Heart disease is undoubtedly the leading reason for the death of people, and annually, more than 1 million people die from a heart disease.
In most cases, people suffer from coronary artery disease (CAD), which can result in a heart attack.
Research predicts that 920,000 people in the U.S. will experience a heart attack, and about half of them will happen without any prior warning symptoms.
A heart attack is a result of the obstruction of the blood flow to a part of the heart. This leads to a buildup of plaque in the arteries (atherosclerosis), which may break and create a blood clot which will represent a blockage of the blood flow.
If this blockage is not eliminated fast, a part of the heart muscle will begin to die and will be substituted with scar tissue, which may lead to numerous health complications afterward.
For example, a previous heart attack (in particular, if it has caused a big area of the heart) poses a great risk for sudden cardiac arrest, which is the result of abnormal rhythms of the heart and can have fatal consequences.

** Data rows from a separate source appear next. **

PR #2750, opened 2021-07-26
Drug stock improvements

prabhanshuguptagit:
**Story card:** [ch4303](https://app.clubhouse.io/simpledotorg/story/4303/cosmetic-improvements)

## Because

We got a few additional requests during a demo, mostly UI changes 

## This addresses

- [x] Default calculation to 0 for received
- [x] When filtering don’t show block rows, keep warehouse row
- [x] Order columns as CCB, ARB, Diuretic
- [x] Bug to fix: filters are not being preserved when another filter is selected
- [x] Bug to fix: Top level total rows (`All`) shouldn't be affected by filters


.env.development
```diff
@@ -5,6 +5,7 @@ APPOINTMENT_NOTIFICATION_HOUR_OF_DAY_START=14
 CALL_SESSION_REDIS_HOST=localhost
 CALL_SESSION_REDIS_POOL_SIZE=12
 CALL_SESSION_REDIS_TIMEOUT_SEC=1
+CUSTOM_DRUG_CATEGORY_ORDER=["hypertension_ccb", "hypertension_arb", "hypertension_diuretic"]
```
prabhanshuguptagit, line 8: We can also do `hypertension_ccb,hypertension_arb,hypertension_diuretic` and split(",") in code.

app/controllers/my_facilities/drug_stocks_controller.rb
```diff
@@ -92,6 +91,14 @@ def set_region
       end
   end
 
+  def blocks_to_display
+    if @selected_facility_sizes != @facility_sizes || @selected_zones != @zones
+      Region.none
+    else
+      @query.blocks.order(:name)
+    end
```
harimohanraj89, line 99: We could flip this conditional, it would read a bit better, I think.

`if sizes same and zones same, blocks.order(stuff)`

.env.development
vkrmis: Put this in `CountryConfig` instead

harimohanraj89 (approved):
Not much to add to this. Godspeed.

5 Ways to Prevent Heart Attacks
Even though heart attacks occur frequently, and are a really painful experience, they can, in fact, be prevented. We all know that our lifestyle and diet play a great role in our overall health, but you surely haven’t been aware of the extent to which you can help yourself.
The Karolinska Institute conducted a study which discovered that if you do these simple 5 lifestyle changes, you may successfully prevent heart attacks as they have reduced these experiences by 80%.

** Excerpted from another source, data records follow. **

PR #2751, opened 2021-07-26
Make assigned_patients private

rsanheim:
Trying to reduce the surface area of Repository a bit, which will make it easier to move the public API to the new pipeline.

breaking this from #2734


kpethtel (approved):
I do like a good public interface.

Even the researchers of this study were not fully aware of the benefits of incorporating these 5 healthy changes into your everyday life:
These 5 simple, but effective, lifestyle changes include:
A healthy diet
Physical activity (exercising ≥1 h/week, and walking/bicycling ≥40 min/day)
Even though you probably believe in the opposite, your biggest enemy are the following: sugar, refined carbs, and processed foods, and not the saturated fats found in eggs, lard or butter.
Yet, is understandable why you may have been confused, as fats lead to LDL cholesterol or “bad” cholesterol. Conventional belief states that high LDL is linked to heart disease and saturated fat actually increase LDL levels.